---------- MATERIAL FOR THE TASK
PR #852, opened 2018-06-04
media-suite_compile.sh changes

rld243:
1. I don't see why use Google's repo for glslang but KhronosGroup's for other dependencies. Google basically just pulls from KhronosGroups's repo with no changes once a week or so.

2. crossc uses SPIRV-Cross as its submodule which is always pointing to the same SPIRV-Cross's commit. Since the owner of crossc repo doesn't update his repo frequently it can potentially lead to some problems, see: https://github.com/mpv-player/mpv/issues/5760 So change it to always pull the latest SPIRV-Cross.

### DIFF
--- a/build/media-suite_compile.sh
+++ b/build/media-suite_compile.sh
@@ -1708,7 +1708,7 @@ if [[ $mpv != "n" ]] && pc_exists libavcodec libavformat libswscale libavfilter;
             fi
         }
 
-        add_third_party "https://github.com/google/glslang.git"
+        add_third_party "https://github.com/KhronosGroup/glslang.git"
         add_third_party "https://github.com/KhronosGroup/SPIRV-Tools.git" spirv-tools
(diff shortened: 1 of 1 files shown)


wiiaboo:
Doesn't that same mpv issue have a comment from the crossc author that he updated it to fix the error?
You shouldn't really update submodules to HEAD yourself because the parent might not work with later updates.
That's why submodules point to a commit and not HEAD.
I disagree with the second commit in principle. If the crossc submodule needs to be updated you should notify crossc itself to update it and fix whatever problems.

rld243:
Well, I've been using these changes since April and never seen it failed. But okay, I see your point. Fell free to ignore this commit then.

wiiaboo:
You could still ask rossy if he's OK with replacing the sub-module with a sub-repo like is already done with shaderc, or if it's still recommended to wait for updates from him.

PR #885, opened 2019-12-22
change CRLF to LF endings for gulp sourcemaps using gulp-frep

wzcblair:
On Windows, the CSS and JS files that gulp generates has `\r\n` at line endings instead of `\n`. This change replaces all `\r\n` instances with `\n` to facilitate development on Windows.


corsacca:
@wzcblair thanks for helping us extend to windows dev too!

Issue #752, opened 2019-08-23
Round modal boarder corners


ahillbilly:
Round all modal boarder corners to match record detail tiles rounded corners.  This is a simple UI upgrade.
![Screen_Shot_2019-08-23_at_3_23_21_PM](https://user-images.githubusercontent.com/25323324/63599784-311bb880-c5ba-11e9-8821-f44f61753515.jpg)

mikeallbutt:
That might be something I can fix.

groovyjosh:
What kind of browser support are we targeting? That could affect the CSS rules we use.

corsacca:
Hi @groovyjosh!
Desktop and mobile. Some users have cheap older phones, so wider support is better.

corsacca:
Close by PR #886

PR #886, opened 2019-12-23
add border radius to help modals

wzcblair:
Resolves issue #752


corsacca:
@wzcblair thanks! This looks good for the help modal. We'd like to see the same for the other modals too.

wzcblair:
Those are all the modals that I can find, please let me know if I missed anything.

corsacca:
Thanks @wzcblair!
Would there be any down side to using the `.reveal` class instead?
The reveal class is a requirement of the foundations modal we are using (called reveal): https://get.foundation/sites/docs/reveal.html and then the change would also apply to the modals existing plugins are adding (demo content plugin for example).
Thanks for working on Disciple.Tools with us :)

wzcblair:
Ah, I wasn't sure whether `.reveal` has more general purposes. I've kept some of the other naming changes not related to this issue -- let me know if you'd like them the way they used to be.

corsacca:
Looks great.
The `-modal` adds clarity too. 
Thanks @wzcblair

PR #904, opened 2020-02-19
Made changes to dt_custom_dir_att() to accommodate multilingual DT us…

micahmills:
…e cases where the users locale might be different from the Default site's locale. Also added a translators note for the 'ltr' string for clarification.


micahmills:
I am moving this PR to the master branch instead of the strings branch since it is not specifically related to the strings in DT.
--------------------
---------- MATERIAL FOR THE TASK
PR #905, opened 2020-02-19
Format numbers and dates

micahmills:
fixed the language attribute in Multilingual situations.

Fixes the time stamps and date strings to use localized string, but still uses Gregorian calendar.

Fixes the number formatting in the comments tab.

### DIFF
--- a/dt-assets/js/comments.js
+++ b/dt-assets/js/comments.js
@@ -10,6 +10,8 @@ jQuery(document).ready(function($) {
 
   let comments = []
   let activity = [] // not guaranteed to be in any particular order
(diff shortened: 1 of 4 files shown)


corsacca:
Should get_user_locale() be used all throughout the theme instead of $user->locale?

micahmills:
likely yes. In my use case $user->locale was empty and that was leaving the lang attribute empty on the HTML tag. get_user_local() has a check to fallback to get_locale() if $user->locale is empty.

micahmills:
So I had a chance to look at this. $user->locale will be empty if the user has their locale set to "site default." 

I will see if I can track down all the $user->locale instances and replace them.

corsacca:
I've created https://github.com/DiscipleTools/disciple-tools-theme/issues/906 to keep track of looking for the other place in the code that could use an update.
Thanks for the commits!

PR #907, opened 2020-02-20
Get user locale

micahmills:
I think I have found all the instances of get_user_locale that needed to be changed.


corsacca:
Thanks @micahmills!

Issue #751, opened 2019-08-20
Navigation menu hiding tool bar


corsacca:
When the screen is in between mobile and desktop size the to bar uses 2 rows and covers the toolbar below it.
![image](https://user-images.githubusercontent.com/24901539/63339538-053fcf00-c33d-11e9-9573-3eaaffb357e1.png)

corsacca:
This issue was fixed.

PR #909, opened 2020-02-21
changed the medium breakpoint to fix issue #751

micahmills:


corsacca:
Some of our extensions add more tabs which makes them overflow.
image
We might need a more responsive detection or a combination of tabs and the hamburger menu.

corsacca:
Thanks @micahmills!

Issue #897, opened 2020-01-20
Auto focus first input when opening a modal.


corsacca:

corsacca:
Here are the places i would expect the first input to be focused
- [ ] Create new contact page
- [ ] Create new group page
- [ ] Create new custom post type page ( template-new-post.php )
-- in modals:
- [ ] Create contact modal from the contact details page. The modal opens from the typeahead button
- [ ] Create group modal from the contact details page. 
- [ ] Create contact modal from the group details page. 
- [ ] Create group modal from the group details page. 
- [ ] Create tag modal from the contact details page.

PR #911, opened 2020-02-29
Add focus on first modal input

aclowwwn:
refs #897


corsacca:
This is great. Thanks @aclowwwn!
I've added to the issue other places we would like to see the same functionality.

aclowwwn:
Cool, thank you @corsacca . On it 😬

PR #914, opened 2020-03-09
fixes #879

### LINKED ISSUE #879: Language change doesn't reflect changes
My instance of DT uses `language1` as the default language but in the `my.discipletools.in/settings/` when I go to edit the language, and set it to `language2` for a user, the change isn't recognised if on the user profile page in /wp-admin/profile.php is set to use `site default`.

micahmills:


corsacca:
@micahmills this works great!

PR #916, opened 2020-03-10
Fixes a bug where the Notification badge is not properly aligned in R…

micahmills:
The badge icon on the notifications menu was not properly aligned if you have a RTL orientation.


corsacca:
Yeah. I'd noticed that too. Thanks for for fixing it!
--------------------
- **ASSIGNED TASK**: Scan the listing for the string "build". Copy each line that has it.

- **WRITTEN SOLUTION**:
--- a/build/media-suite_compile.sh
+++ b/build/media-suite_compile.sh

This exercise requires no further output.